Someone accidentally spills ten gallons of hydrochloric acid all over the floor,
and you are the only one with a chemistry book and a calculator: what
immediately-available substance, and how much of it, could neutralize it? An
economics student finds herself challenged by a stranger, some Saturday night
in a bar, to justify electricity deregulation. An art student is left alone in
a friend’s house for the weekend with a hurried and unclear but desperate
request to paint a mural on the wall. Students on their way to an environmental
ethics class walk by litter, or litterers. Medical students walk out of their
classroom to discover a traffic accident, or someone has an asthma attack or
epileptic fit right in class.
At
first one imagines this to be somewhat forced. Students whip out their course
notes or textbook with a knowing smile and “do their test.” They do CPR, they
pick up the trash, they find the nitrogen fertilizer (fortuitously right there
in the Agricultural Studies room) to neutralize the acid. But imagine now that
as time goes on teachers and testers learn to cover their tracks better.
Methods get more
subtle. The maladies that might challenge a medical student become more
uncertain, less conspicuous. Perhaps some of them are even one’s own. The
environmental ethics students encounter the litterers on some other day or, in
some other form – or maybe find themselves the litterer, in some sense, for
someone else – say for a class studying the ecological ripple effects of
different kinds of packaging, and here they are buying non-recyclable items
when better alternatives are right next to them on the shelf, or maybe in some
other store.
The
logic is so impeccable that it becomes increasingly hard to tell what is going
on. Of course it can also get lethal sometimes (these tests, if that’s what
they are, are really real, after all:
it’s stunning and yet entirely understandable that this needs to be insisted
upon), just like in the self-defense “test” where some people might really get
beaten up. Believe it or not, that’s a risk of real learning, you’re playing
for high stakes. This is life, you know. First-year medical students now
encounter people who genuinely are injured, or perhaps suffer some trauma
themselves, and their decisions make change lives (perhaps even their own) or
save or end them. Philosophers encounter genuinely suicidal or megalomaniacal
people – once again, perhaps even themselves – and have to deal with them.
The
parable thus leaves us with the uncanny suggestion that we could just barely
imagine the eventual world of “real
testing” as basically the world we’ve got.

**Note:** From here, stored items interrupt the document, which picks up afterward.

PR #1826, opened 2025-10-21
feat(wallet): MantleTxBuilder + Wallet::fund_tx API

davidrusu:

This PR introduce a wallet API for funding MantleTx's with notes from the wallet.

To support that API, we also introduce a MantleTxBuilder which holds on to the Utxo's used in the ledger_tx. This is required because the inputs in ledger tx's are just NoteId's. that's not sufficient to read the net_balance of the transaction.

yes

@davidrusu

NA

NA

## Checklist

* [ ] 2. Description added.

### DIFF
--- a/nomos-services/wallet/src/lib.rs
+++ b/nomos-services/wallet/src/lib.rs
@@ -29,7 +29,7 @@ use serde::{Serialize, de::DeserializeOwned};
 use services_utils::wait_until_services_are_ready;
 use tokio::sync::oneshot;
 use tracing::{debug, error, info, trace};
-use wallet::{Wallet, WalletBlock, WalletError, WalletState};
+use wallet::{Wallet, WalletBlock, WalletError};
 
 #[derive(Debug, thiserror::Error)]
 pub enum WalletServiceError {
@@ -240,9 +240,20 @@ where
         storage: &StorageAdapter<Storage, Tx, RuntimeServiceId>,
         cryptarchia: &CryptarchiaServiceApi<Cryptarchia, RuntimeServiceId>,
     ) {
+        match &msg {
+            WalletMsg::GetBalance { tip, .. }
+            | WalletMsg::FundTx { tip, .. }
+            | WalletMsg::GetLeaderAgedNotes { tip, .. } => {
+                if let Err(err) =
+                    Self::backfill_if_not_in_sync(*tip, wallet, storage, cryptarchia).await
+                {
+                    error!(err=?err, "Failed backfilling wallet to message tip {tip:?}, will attempt to continue processing the message {msg:?}");
+                }
+            }
+        }
+
         match msg {
             WalletMsg::GetBalance { tip, pk, resp_tx } => {
-                Self::try_sync_to_tip(tip, wallet, storage, cryptarchia).await;
                 let balance = wallet.balance(tip, pk);
                 if resp_tx.send(balance).is_err() {
                     error!("Failed to respond to GetBalance");
@@ -256,28 +267,12 @@ where
                 funding_pks,
                 resp_tx,
             } => {
-                Self::try_sync_to_tip(tip, wallet, storage, cryptarchia).await;
                 Self::fund_tx(tip, &tx_builder, change_pk, funding_pks, resp_tx, wallet);
             }
 
             WalletMsg::GetLeaderAgedNotes { tip, resp_tx } => {
-                Self::try_sync_to_tip(tip, wallet, storage, cryptarchia).await;
                 Self::get_leader_aged_notes(tip, resp_tx, wallet, cryptarchia).await;
             }
-        }
-    }
-
-    async fn try_sync_to_tip(
-        tip: HeaderId,
-        wallet: &mut Wallet,
-        storage: &StorageAdapter<Storage, Tx, RuntimeServiceId>,
-        cryptarchia: &CryptarchiaServiceApi<Cryptarchia, RuntimeServiceId>,
-    ) {
-        if let Err(err) =
-            Self::fetch_wallet_state_with_backfill(tip, wallet, storage, cryptarchia).await
-        {
-            // If there is a failure during backfilling, we log the error and continue.
-            error!(err=?err, "Failed while backfilling wallet during responding to fund_tx");
         }
     }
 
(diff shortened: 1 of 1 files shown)


wallet/src/lib.rs
```diff
@@ -57,6 +60,89 @@ impl WalletState {
...
+            let funded_tx_builder = tx_builder
+                .clone()
+                .extend_ledger_inputs(utxos[..i].iter().copied());
+
+            let funded_cost = i128::from(funded_tx_builder.clone().build().gas_cost::<G>());
+            let funded_net_balance = funded_tx_builder.net_balance();
+            if funded_net_balance == funded_cost {
+                // We can exactly pay the tx cost, no change note needed.
+                return Ok(funded_tx_builder);
+            } else if funded_net_balance > funded_cost {
```
danielSanchezQ:
```rust
if {
    return;
}
if funded_net_balance > funded_cost {
   return;
}
...
```

wallet/src/lib.rs
```diff
@@ -57,6 +60,89 @@ impl WalletState {
...
+                    funded_tx_with_change_builder.net_balance(),
+                    i128::from(
+                        funded_tx_with_change_builder
+                            .clone()
+                            .build()
+                            .gas_cost::<G>()
+                    )
+                );
+
+                return Ok(funded_tx_with_change_builder);
```
danielSanchezQ: This can probably be a method in itself? Maybe the continue will make it a bit cumbersome as a method tho.

wallet/src/lib.rs
```diff
@@ -57,6 +60,89 @@ impl WalletState {
...
+        tx_builder: MantleTxBuilder,
+        change_pk: PublicKey,
+        pks: impl IntoIterator<Item = PublicKey>,
+    ) -> Result<MantleTxBuilder, WalletError> {
+        let mut utxos: Vec<Utxo> = pks
+            .into_iter()
+            .filter_map(|pk| self.pk_index.get(&pk))
+            .flatten()
+            .map(|id| self.utxos[id])
+            .collect();
```
danielSanchezQ: Should we consume the PublicKeys? or `&PublicKey` is enough?

wallet/src/lib.rs
```diff
@@ -57,6 +60,89 @@ impl WalletState {
...
+        &self,
+        tx_builder: MantleTxBuilder,
+        change_pk: PublicKey,
+        pks: impl IntoIterator<Item = PublicKey>,
+    ) -> Result<MantleTxBuilder, WalletError> {
+        let mut utxos: Vec<Utxo> = pks
+            .into_iter()
+            .filter_map(|pk| self.pk_index.get(&pk))
+            .flatten()
+            .map(|id| self.utxos[id])
```
danielSanchezQ: Maybe `flat_map` instead?

wallet/src/lib.rs
```diff
@@ -57,6 +60,89 @@ impl WalletState {
...
+
+                // The change note will slightly increase the storage cost of the tx.
+                // We'll first add a dummy change note in order to measure the impact on cost.
+                let funded_with_change_cost = i128::from(
+                    funded_tx_builder
+                        .clone()
+                        .add_ledger_output(Note {
+                            value: 1,
+                            pk: change_pk,
+                        })
```
danielSanchezQ: Can we have a method for building this?
```rust
pub const fn dummy_single_value_note(pk: PublicKey) -> Note {
    Note {
        value: 1,
        pk,
    }
}
```

wallet/src/lib.rs
davidrusu: I'll try to push some of this logic into the MantleTxBuilder as much as possible. I think that will it easier to read

wallet/src/lib.rs
davidrusu: I figured since PublicKey is Copy, it's low overhead to consume here.

wallet/src/lib.rs
davidrusu: what about pushing this into the builder? e.g. something like: 
```rust
tx_builder.gas_cost_with_added_change_note::<G>()
```

danielSanchezQ: > what about pushing this into the builder? e.g. something like:
> 
> ```rust
> tx_builder.gas_cost_with_added_change_note::<G>()
> ```

Sounds better, thanks!

wallet/src/lib.rs
```diff
@@ -57,14 +64,69 @@ impl WalletState {
...
+            .flatten()
+            .map(|id| self.utxos[id])
+            .collect()
+    }
+
+    pub fn fund_tx<G: GasConstants>(
+        &self,
+        tx_builder: &MantleTxBuilder,
+        change_pk: PublicKey,
+        pks: impl IntoIterator<Item = impl Borrow<PublicKey>>,
```
davidrusu, line 82: @danielSanchezQ the `Borrow` trait lets the caller decide if they want to consume or pass by reference. Best of both worlds!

And so everything is either exactly the same or totally different from life as
we thought we knew it. Is the actual everyday world a kind of reductio ad absurdum of the whole idea
of testing, then? Or is the argument that testing might as well be utterly
contrived – since otherwise it is, ultimately, intellectually indistinguishable
from life itself? Or is it that we have hardly even begun to adequately
conceptualize the relationship between education and what our students and
often enough we ourselves still call, without a trace of irony, “the real
world”? I must, like the book, leave these questions for the reader, for I
hardly know the answers myself. At least you get a bit of this book’s flavor,
paradoxical and edgy to the end. It leaves you teetering right on the brink.
Who
is this book for? Those whose life, day in and day out, is the classroom? Yes,
in part. A teacher friend of mine says, also without a trace of irony, that
this is the book she always wanted. The philosopher? Yes, for sure: its sort of
Deweyan insouciance (though the Caucus would not use this word; their language
is more sober, possibly because their practice is so far over the usual sort of “edge”) is surely one of the essential “jobs
for philosophers.” And, as the Caucus not so gently reminds us, the actual
“job” of most philosophers is to teach. But what teaching could be! What teaching could be! As with so many
other things, we still have only the barest idea.